Shaabi has had a measure of success since he arrived in Lebanon. He has an exhibition of six paintings at a gallery in Beirut along with two other Syrian artists.
But the adjustment has been difficult. “Sometimes I feel like my body is here, but my mind is there,” Shaabi said.
Before the unrest in Syria began last year, there was a lively art scene in Damascus, and many galleries showcased contemporary painters.
The departure of artists from Syria has caught the attention of gallery owners and collectors in Lebanon. “It was a way for us to discover that Syria has so many great young artists,” said Alia Noueihed Nohra, the owner of the Art Circle gallery in the bustling Hamra neighborhood of west Beirut.
Some of those artists remain at work in Syria.
Rania Moudaress Silva is a 31-year-old painter whose father, Fateh, is seen as one of the pioneers of modern art in Syria. Silva, who uses her ex-husband’s surname, continues to work from her home in Damascus, but she had a solo exhibit at the Art Circle gallery last month.

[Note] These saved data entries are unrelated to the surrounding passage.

PR #9563, opened 2017-10-27
[TIMOB-24000] Module build should error if the apiversion in manifest…

feons:
… does not match the SDKs apiversion

**JIRA:** https://jira.appcelerator.org/browse/TIMOB-24000


cb1kenobi:
I thought we discussed that the apiversion should be dictated by the module build for the selected SDK version. No?

feons:
then {{minsdk}} should also be updated, but do we have a record of the exact min sdk version for a given apiversion?

cb1kenobi:
I'm not sure. If we don't, then it might be a good idea to start a wiki page (or section of existing page) documenting the min sdk info.

sgtcoolguy:
We do not have an exact record of the sdk versions that bumped the module api versions, but we should.

The apiversion mismatch is a good time to alert the user to update both that and the minSDK. We could just ignore the user-supplied apiversion and stick the current one into the built manifest, but it means the minSDK has to be updated as well.

We could stick a JSON file into the SDK to map from apiversion to sdk version and insert both (or tell the user what they should be)...

android/cli/commands/_buildModule.js
```diff
@@ -58,6 +58,14 @@ AndroidModuleBuilder.prototype.validate = function validate(logger, config, cli)
 
 		this.manifest = this.cli.manifest;
 
+		const sdkModuleAPIVersion = this.cli.sdk && this.cli.sdk.manifest && this.cli.sdk.manifest.moduleAPIVersion && this.cli.sdk.manifest.moduleAPIVersion['android'];
+		if (this.manifest.apiversion && sdkModuleAPIVersion && this.manifest.apiversion !== sdkModuleAPIVersion) {
+			logger.error(__('The module manifest apiversion is currently set to %s', this.manifest.apiversion));
+			logger.error(__('Titanium SDK %s Android module apiversion is at %s', this.titaniumSdkVersion, sdkModuleAPIVersion));
+			logger.error(__('Please update module manifest apiversion to match Titanium SDK module apiversion.'));
```
sgtcoolguy: It'd be good to also alert them that they likely need to update the minSDK value too.

iphone/cli/commands/_buildModule.js
```diff
@@ -52,6 +52,14 @@ iOSModuleBuilder.prototype.validate = function validate(logger, config, cli) {
 	this.buildOnly     = cli.argv['build-only'];
 	this.xcodeEnv      = null;
 
+	const sdkModuleAPIVersion = cli.sdk.manifest && cli.sdk.manifest.moduleAPIVersion && cli.sdk.manifest.moduleAPIVersion['iphone'];
+	if (this.manifest.apiversion && sdkModuleAPIVersion && this.manifest.apiversion !== sdkModuleAPIVersion) {
+		logger.error(__('The module manifest apiversion is currently set to %s', this.manifest.apiversion));
+		logger.error(__('Titanium SDK %s iOS module apiversion is at %s', this.titaniumSdkVersion, sdkModuleAPIVersion));
+		logger.error(__('Please update module manifest apiversion to match Titanium SDK module apiversion.'));
```
sgtcoolguy: alert about minSDK too.

sgtcoolguy (changes requested):
So at a bare minimum we should alert about minSDK too. Ideally we'd be able to tell them the minSDK version to use by adding some JSON file into our SDK (or maybe add to the package.json files) the mapping of apiversion -> minSDK.

If we had that data, we could potentially just inject the apiversion and minSDK for them - though I would assume we should at least alert them that we overrode the values or something.

mukherjee2 (approved):
Node Version: 6.11.5
NPM Version: 3.10.10
Mac OS: 10.13
Windows OS 10.0.14393
Appc CLI: 7.0.0-master.6
Appc CLI NPM: 4.2.11-2
Ti SDK version 7.0.0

On opening night, Lebanese art aficionados and a handful of Syrian artists and friends checked out the exhibit while sipping champagne and juice. Many of the paintings were large portraits of women blended with naturalistic themes: dark birds flying across the face of one woman, roots splayed across the face of another.
“People think it’s too happy and bright,” Silva said, reflecting on her art. “But I don’t want to give in to the dark. These images are my only escape.”
Since the uprising in Syria began last year, Silva’s life in Damascus has been upended. “Going out of the house now, you expect to be killed at anytime,” she said. “It changes your life.”
Silva has set up a gallery in the basement of her home in Damascus to work discreetly. She worries constantly about her seven-year-old son, who often hears explosions that rattle their windows. She tells him it is only fireworks.
As the conflict has intensified, some art supplies, including paper, have become particularly difficult to find. Silva stocks up on trips to Beirut.
Some of Silva’s artist friends have been threatened or arrested, but she still makes a point of going out to regularly meet a group of artists at a cafe in Damascus. Security agents at the cafe watch them closely, she said, but the artists know who they are and try to steer clear of them.
Many of the artists who have left Syria can’t go back – at least not now. One young Syrian man, who goes by the name Juan Zero, started his art career with formal training and began painting. But he drifted away from his classic training and began drawing blistering political cartoons, taking equal aim at both the government of Syrian President Bashar al-Assad and the rebels. That caught the attention of government intelligence services.
Security agents began scouring Damascus cafes and asking about Juan Zero last year, when his cartoons gained a following on the Internet.
He said he was arrested during one security sweep, but his interrogators didn’t find out about his work as Juan Zero. While in custody, he said he saw fellow detainees tortured. “I saw people getting hung by their feet for days on end until they couldn’t see anymore. I saw them putting the genitals of a person on fire,” he said. “It was random torture, unprofessional, unplanned.”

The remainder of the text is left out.